In [2]:
from collections import defaultdict

# 1️⃣ Read Training Corpus
corpus = [
    "<s> I love NLP </s>",
    "<s> I love deep learning </s>",
    "<s> deep learning is fun </s>"
]

# 2️⃣ Compute Unigram and Bigram Counts
unigram_counts = defaultdict(int)
bigram_counts = defaultdict(int)

for sentence in corpus:
    words = sentence.split()
    
    for i in range(len(words)):
        unigram_counts[words[i]] += 1
        
        if i > 0:
            bigram = (words[i-1], words[i])
            bigram_counts[bigram] += 1

# Print counts
print("Unigram Counts:")
for word, count in unigram_counts.items():
    print(f"{word}: {count}")

print("\nBigram Counts:")
for bigram, count in bigram_counts.items():
    print(f"{bigram}: {count}")


# 3️⃣ Estimate Bigram Probabilities (MLE)
def bigram_probability(w1, w2):
    return bigram_counts[(w1, w2)] / unigram_counts[w1]

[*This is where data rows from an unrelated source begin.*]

PR #1479, opened 2022-12-19
Modify rule S3654: Improve on rule description (CPP-3734)

pdschbrt:
Adjust rule description: throwing an exception in a destructor is not necessarily undefined behavior. However, it is highly dangerous to throw in a destructor. This PR also adds an example on why that is.

### DIFF
--- a/rules/S3654/cfamily/rule.adoc
+++ b/rules/S3654/cfamily/rule.adoc
@@ -1,4 +1,4 @@
-Throwing an exception from a destructor may result in a call to ``std::terminate``, meaning that your program could be terminated abruptly without neatly destroying others objects.
+Throwing an exception from a destructor may result in a call to ``std::terminate``, meaning that your program could be terminated abruptly without neatly destroying other objects.
 
 Destructors are usually (implicitly) declared as ``noexcept`` by default such that ``std::terminate`` is called when they throw an exception.
 Destructors may still throw an exception if they are explicitly declared as ``noexcept(false)``.
--- a/rules/S3654/cfamily/rule.adoc
+++ b/rules/S3654/cfamily/rule.adoc
@@ -4,7 +4,7 @@ Destructors are usually (implicitly) declared as ``noexcept`` by default such th
 Destructors may still propagate an exception if they are explicitly declared as ``noexcept(false)``.
 However, even a destructor that is declared as ``noexcept(false)`` will call `std::terminate` if it throws during stack unwinding.
 
-A commonly used example that highlights the severity of the underlying problem is presented in what follows.
+A commonly used example that highlights the severity of the underlying problem is presented in what follows:
 The destructor of a standard container like ``++std::vector++`` automatically calls the destructors for all managed objects.
 Suppose a call to an object's destructor throws an exception.
 In that case, there are only two conceptional ways to proceed:
--- a/rules/S3654/cfamily/rule.adoc
+++ b/rules/S3654/cfamily/rule.adoc
@@ -7,7 +7,7 @@ However, even a destructor that is declared as ``noexcept(false)`` will call `st
 A commonly used example that highlights the severity of the underlying problem is presented in what follows:
 The destructor of a standard container like ``++std::vector++`` automatically calls the destructors for all managed objects.
 Suppose a call to an object's destructor throws an exception.
-In that case, there are only two conceptional ways to proceed:
+In that case, there are only two conceptual ways to proceed:
 
 1. Abort destruction. This will result in a partially destroyed object and possibly many more objects whose destructor has not been called. 
 2. Ignore the exception and proceed with destroying the remaining objects. However, if yet another exception is thrown while destroying the remaining objects, there would be two outstanding exceptions. This is disallowed by C++'s exception-handling mechanism and results in a call to ``std::terminate``.
--- a/rules/S3654/cfamily/rule.adoc
+++ b/rules/S3654/cfamily/rule.adoc
@@ -1,7 +1,7 @@
 Throwing an exception from a destructor may result in a call to ``std::terminate``, meaning that your program could be terminated abruptly without neatly destroying other objects.
 
 Destructors are usually (implicitly) declared as ``noexcept`` by default such that ``std::terminate`` is called when they throw an exception.
-Destructors may still throw an exception if they are explicitly declared as ``noexcept(false)``.
+Destructors may still propagate an exception if they are explicitly declared as ``noexcept(false)``.
 However, if a destructor that is declared as ``noexcept(false)`` happens to be called during stack unwinding, ``std::terminate`` is called instead.
 
 A commonly used example that highlights the severity of the underlying problem is presented in what follows.
--- a/rules/S3654/cfamily/rule.adoc
+++ b/rules/S3654/cfamily/rule.adoc
@@ -1,4 +1,4 @@
-Throwing an exception from a destructor may result in a call to ``std::terminate``, meaning that your program could be terminated abruptly without neatly destroying other objects.
+Throwing an exception from a destructor may result in a call to ``std::terminate``, meaning that your program could be terminated abruptly without being allowed to perform a clean shutdown.
 
 Destructors are usually (implicitly) declared as ``noexcept`` by default such that ``std::terminate`` is called when they throw an exception.
 Destructors may still propagate an exception if they are explicitly declared as ``noexcept(false)``.
--- a/rules/S3654/cfamily/rule.adoc
+++ b/rules/S3654/cfamily/rule.adoc
@@ -1,6 +1,9 @@
 Throwing an exception from a destructor can lead to undefined behavior, meaning that your program could be terminated abruptly without neatly destroying others objects.
 
-A commonly used example that highlights the severity of the underlying problem is presented in what follows. The destructor of a standard container like ``++std::vector++`` automatically calls the destructors for all of the managed objects. If a call to an object's destructor throws an exception, there are only two conceptional ways to proceed: (i) abort destruction which will result in a half-destroyed object and possibly many more objects whose destructor has not been called, or (ii) ignore the exception and proceed with destroying the remaining objects. However, if yet another exception is thrown while destroying the remaining objects, there would be two outstanding exceptions which is disallowed by C++ exception-handling mechanism and results in a call to ``std::terminate``. Both of these options are undesired.
+A commonly used example that highlights the severity of the underlying problem is presented in what follows. The destructor of a standard container like ``++std::vector++`` automatically calls the destructors for all managed objects. Suppose a call to an object's destructor throws an exception. In that case, there are only two conceptional ways to proceed:
+1. Abort destruction. This will result in a partially destroyed object and possibly many more objects whose destructor has not been called. 
+2. Ignore the exception and proceed with destroying the remaining objects. However, if yet another exception is thrown while destroying the remaining objects, there would be two outstanding exceptions. This is disallowed by C++ exception-handling mechanism and results in a call to ``std::terminate``. 
+Both of these options are undesired.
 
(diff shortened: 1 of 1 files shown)


loic-joly-sonarsource:
I don't think this is the full story. 

Since destructors are in many cases declared as `noexcept`, throwing from a destructor usually ends with calling `std::terminate`, even if only one exception is generated, so the scenario you describe can only happen if, in the first place, users violate this rule.

rules/S3654/cfamily/rule.adoc
```diff
@@ -1,5 +1,6 @@
-Throwing an exception from a destructor results in undefined behavior, meaning that your program could be terminated abruptly without neatly destroying others objects.
+Throwing an exception from a destructor can lead to undefined behavior, meaning that your program could be terminated abruptly without neatly destroying others objects.
 
+A commonly used example that highlights the severity of the underlying problem is presented in what follows. The destructor of a standard container like ``++std::vector++`` automatically calls the destructors for all of the managed objects. If a call to an object's destructor throws an exception, there are only two conceptional ways to proceed: (i) abort destruction which will result in a half-destroyed object and possibly many more objects whose destructor has not been called, or (ii) ignore the exception and proceed with destroying the remaining objects. However, if yet another exception is thrown while destroying the remaining objects, there would be two outstanding exceptions which is disallowed by C++ exception-handling mechanism and results in a call to ``std::terminate``. Both of these options are undesired.
```
abbas-sabra-sonarsource, line 3: We try to avoid long sentences and use list to make things easier to read:
```suggestion
A commonly used example that highlights the severity of the underlying problem is presented in what follows. The destructor of a standard container like ``++std::vector++`` automatically calls the destructors for all managed objects. Suppose a call to an object's destructor throws an exception. In that case, there are only two conceptional ways to proceed:
1. Abort destruction. This will result in a partially destroyed object and possibly many more objects whose destructor has not been called. 
2. Ignore the exception and proceed with destroying the remaining objects. However, if yet another exception is thrown while destroying the remaining objects, there would be two outstanding exceptions. This is disallowed by C++ exception-handling mechanism and results in a call to ``std::terminate``. 
Both of these options are undesired.
```
Also, you forgot the most common case; the destructor is noexcept. A lot of destructors are noexcept implicitly

abbas-sabra-sonarsource (commented):
You have to open a PR for sonar-cpp to update the metadata there also. You can use this branch when it is approved to create the sonar-cpp PR: https://github.com/SonarSource/sonar-cpp/blob/master/docs/RuleMetadata.adoc

pdschbrt:
Thanks for your feedback. Will update the description to include the point in implicit `noexcept`.

rules/S3654/cfamily/rule.adoc
```diff
@@ -1,7 +1,20 @@
-Throwing an exception from a destructor results in undefined behavior, meaning that your program could be terminated abruptly without neatly destroying others objects.
+Throwing an exception from a destructor may result in a call to ``std::terminate``, meaning that your program could be terminated abruptly without neatly destroying others objects.
 
+Destructors are usually (implicitly) declared as ``noexcept`` by default such that ``std::terminate`` is called when they throw an exception.
+Destructors may still throw an exception if they are explicitly declared as ``noexcept(false)``.
+However, if a destructor that is declared as ``noexcept(false)`` happens to be called during stack unwinding, ``std::terminate`` is called instead.
```
abbas-sabra-sonarsource, line 5:
```suggestion
Throwing an exception from a destructor may result in a call to ``std::terminate``, meaning that your program could be terminated abruptly without neatly destroying other objects.

Destructors are usually (implicitly) declared as ``noexcept`` by default such that ``std::terminate`` is called when they throw an exception.
Destructors may still throw an exception if they are explicitly declared as ``noexcept(false)``.
However, if a destructor that is declared as ``noexcept(false)`` happens to be called during stack unwinding, ``std::terminate`` is called instead.
```

arseniy-sonar:
Hi @pdschbrt 
Please follow the [PR description guideline](https://github.com/SonarSource/rspec/#to-modify-an-existing-rule) (also pay attention to the generated commit message when you squash&merge it)

rules/S3654/cfamily/rule.adoc
```diff
@@ -1,7 +1,20 @@
-Throwing an exception from a destructor results in undefined behavior, meaning that your program could be terminated abruptly without neatly destroying others objects.
+Throwing an exception from a destructor may result in a call to ``std::terminate``, meaning that your program could be terminated abruptly without neatly destroying others objects.
```
abbas-sabra-sonarsource, line 1:
```suggestion
Throwing an exception from a destructor may result in a call to ``std::terminate``, meaning that your program could be terminated abruptly without neatly destroying other objects.
```

abbas-sabra-sonarsource (changes requested):

abbas-sabra-sonarsource:
@pdschbrt, rspec repo has different conventions for PR titles because it is shared between bubbles. have a look at modifying the rules convention:
https://github.com/SonarSource/rspec#to-modify-an-existing-rule
* You need to change the title and add a label.
* Also, can you add a link to the `sonar-cpp` rspec update PR so I can review/merge them together

rules/S3654/cfamily/rule.adoc
```diff
@@ -1,7 +1,20 @@
-Throwing an exception from a destructor results in undefined behavior, meaning that your program could be terminated abruptly without neatly destroying others objects.
+Throwing an exception from a destructor may result in a call to ``std::terminate``, meaning that your program could be terminated abruptly without neatly destroying other objects.
 
+Destructors are usually (implicitly) declared as ``noexcept`` by default such that ``std::terminate`` is called when they throw an exception.
+Destructors may still throw an exception if they are explicitly declared as ``noexcept(false)``.
```
loic-joly-sonarsource, line 4:
```suggestion
Destructors may still propagate an exception if they are explicitly declared as ``noexcept(false)``.
```

rules/S3654/cfamily/rule.adoc
```diff
@@ -1,7 +1,20 @@
...
+However, if a destructor that is declared as ``noexcept(false)`` happens to be called during stack unwinding, ``std::terminate`` is called instead.
```
loic-joly-sonarsource, line 5:
```suggestion
However, even a destructor that is declared as ``noexcept(false)`` will call `std::terminate` if it throws during stack unwinding.
```

rules/S3654/cfamily/rule.adoc
```diff
@@ -1,7 +1,20 @@
...
 
-Thus destructors should never ``++throw++`` exceptions. Instead, they should catch and handle those thrown by the functions they call, and be ``++noexcept++``.
+A commonly used example that highlights the severity of the underlying problem is presented in what follows.
```
loic-joly-sonarsource, line 7:
```suggestion
A commonly used example that highlights the severity of the underlying problem is presented in what follows:
```

rules/S3654/cfamily/rule.adoc
```diff
@@ -1,7 +1,20 @@
...
+The destructor of a standard container like ``++std::vector++`` automatically calls the destructors for all managed objects.
+Suppose a call to an object's destructor throws an exception.
+In that case, there are only two conceptional ways to proceed:
```
loic-joly-sonarsource, line 10:
```suggestion
In that case, there are only two conceptual ways to proceed:
```
??

rules/S3654/cfamily/rule.adoc
```diff
@@ -1,7 +1,20 @@
-Throwing an exception from a destructor results in undefined behavior, meaning that your program could be terminated abruptly without neatly destroying others objects.
+Throwing an exception from a destructor may result in a call to ``std::terminate``, meaning that your program could be terminated abruptly without neatly destroying other objects.
```
loic-joly-sonarsource, line 1: In the current sentence wording, it does not seem clear that destroying other objects is a good thing...

```suggestion
Throwing an exception from a destructor may result in a call to ``std::terminate``, meaning that your program could be terminated abruptly without being allowed to perform a clean shutdown.
```

pdschbrt: Thanks for your inputs, @loic-joly-sonarsource.

rules/S3654/cfamily/rule.adoc
```diff
@@ -1,7 +1,20 @@
-Throwing an exception from a destructor results in undefined behavior, meaning that your program could be terminated abruptly without neatly destroying others objects.
+Throwing an exception from a destructor may result in a call to ``std::terminate``, meaning that your program could be terminated abruptly without being allowed to perform a clean shutdown.
 
+Destructors are usually (implicitly) declared as ``noexcept`` by default such that ``std::terminate`` is called when they throw an exception.
+Destructors may still propagate an exception if they are explicitly declared as ``noexcept(false)``.
+However, even a destructor that is declared as ``noexcept(false)`` will call `std::terminate` if it throws during stack unwinding.
 
-Thus destructors should never ``++throw++`` exceptions. Instead, they should catch and handle those thrown by the functions they call, and be ``++noexcept++``.
+A commonly used example that highlights the severity of the underlying problem is presented in what follows:
+The destructor of a standard container like ``++std::vector++`` automatically calls the destructors for all managed objects.
```
tomasz-kaminski-sonarsource, line 8: If destructor of type used as elements on the vector throws in the desturctor, the behavior is undefined: https://eel.is/c++draft/requirements#res.on.functions-2.4

tomasz-kaminski-sonarsource: There are more ways:
* delete the source of the program, and other manifestation of UB
* termination
This suggests that `std::vector` has stronger guarantee, that it actually have

rules/S3654/cfamily/rule.adoc
```diff
@@ -1,7 +1,20 @@
...
+Suppose a call to an object's destructor throws an exception.
+In that case, there are only two conceptual ways to proceed:
+
+1. Abort destruction. This will result in a partially destroyed object and possibly many more objects whose destructor has not been called. 
+2. Ignore the exception and proceed with destroying the remaining objects. However, if yet another exception is thrown while destroying the remaining objects, there would be two outstanding exceptions. This is disallowed by C++'s exception-handling mechanism and results in a call to ``std::terminate``.
```
tomasz-kaminski-sonarsource, line 13: Reading this. If you ignore an exception and continue with the destruction of remaining objects, you will not end up with two exceptions, as you ignored one. The phrasing seems to be unclear.

rules/S3654/cfamily/rule.adoc
pdschbrt: Indeed, I just wanted to give an example why this is a lost case and explain it on a conceptual level here.

This topic is huge; there are also exceptions (other than declaring a destructor as `noexcept(false)`) when destructors are _not_ implicitly `noexcept`. But I feel this would be too much for a reader of this rule.

rules/S3654/cfamily/rule.adoc
abbas-sabra-sonarsource: I agree this part needs clarification/can be misunderstood

rules/S3654/cfamily/rule.adoc
tomasz-kaminski-sonarsource: Maybe:
```The destructor of a  container needs to call the destructors for all managed objects.```
And add clarification that for the standard container, the behavior is undefined.

rules/S3654/cfamily/rule.adoc
pdschbrt: I've updated it.

rules/S3654/cfamily/rule.adoc
pdschbrt: Thanks, I've integrated your suggestions.

tomasz-kaminski-sonarsource: Looks good.

abbas-sabra-sonarsource (approved):
LGTM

# 4️⃣ Function to Calculate Sentence Probability
def sentence_probability(sentence):
    words = sentence.split()
    probability = 1.0
    
    for i in range(1, len(words)):
        probability *= bigram_probability(words[i-1], words[i])
    
    return probability


# 5️⃣ Test Sentences
s1 = "<s> I love NLP </s>"
s2 = "<s> I love deep learning </s>"

p1 = sentence_probability(s1)
p2 = sentence_probability(s2)

print("\nSentence 1 Probability:", p1)
print("Sentence 2 Probability:", p2)


# 6️⃣ Print Which Sentence is Preferred
if p1 > p2:
    print("\nThe model prefers Sentence 1 because it has higher bigram probability.")
elif p2 > p1:
    print("\nThe model prefers Sentence 2 because it has higher bigram probability.")
else:
    print("\nBoth sentences are equally probable.")


Unigram Counts:
<s>: 3
I: 2
love: 2
NLP: 1
</s>: 3
deep: 2
learning: 2
is: 1
fun: 1

Bigram Counts:
('<s>', 'I'): 2
('I', 'love'): 2
('love', 'NLP'): 1
('NLP', '</s>'): 1
('love', 'deep'): 1
('deep', 'learning'): 2
('learning', '</s>'): 1
('<s>', 'deep'): 1
('learning', 'is'): 1
('is', 'fun'): 1
('fun', '</s>'): 1

Sentence 1 Probability: 0.3333333333333333
Sentence 2 Probability: 0.16666666666666666

The model prefers Sentence 1 because it has higher bigram probability.